[GIVEN DATA — start]

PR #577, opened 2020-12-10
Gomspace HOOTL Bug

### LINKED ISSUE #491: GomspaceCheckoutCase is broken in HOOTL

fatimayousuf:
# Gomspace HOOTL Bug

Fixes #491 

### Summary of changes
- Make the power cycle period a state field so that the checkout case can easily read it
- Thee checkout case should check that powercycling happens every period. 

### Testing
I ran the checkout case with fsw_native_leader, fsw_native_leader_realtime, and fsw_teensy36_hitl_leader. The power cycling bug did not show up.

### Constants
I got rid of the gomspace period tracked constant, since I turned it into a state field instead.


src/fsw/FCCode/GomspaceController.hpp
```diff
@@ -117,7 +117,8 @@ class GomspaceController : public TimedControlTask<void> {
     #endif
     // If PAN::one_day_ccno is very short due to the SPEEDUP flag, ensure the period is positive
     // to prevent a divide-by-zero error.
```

[GIVEN DATA — finish]
[GIVEN DATA — start]

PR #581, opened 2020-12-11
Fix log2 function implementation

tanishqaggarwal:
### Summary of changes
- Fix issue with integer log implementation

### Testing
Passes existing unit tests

[GIVEN DATA — finish]

REQUIREMENT: In the data above, retype exactly and only the lines between the one holding "Fix log2 function implementation" and the one holding "Passes existing unit tests", inclusive.

WRITTEN SOLUTION:
Fix log2 function implementation

tanishqaggarwal:
### Summary of changes
- Fix issue with integer log implementation

### Testing
Passes existing unit tests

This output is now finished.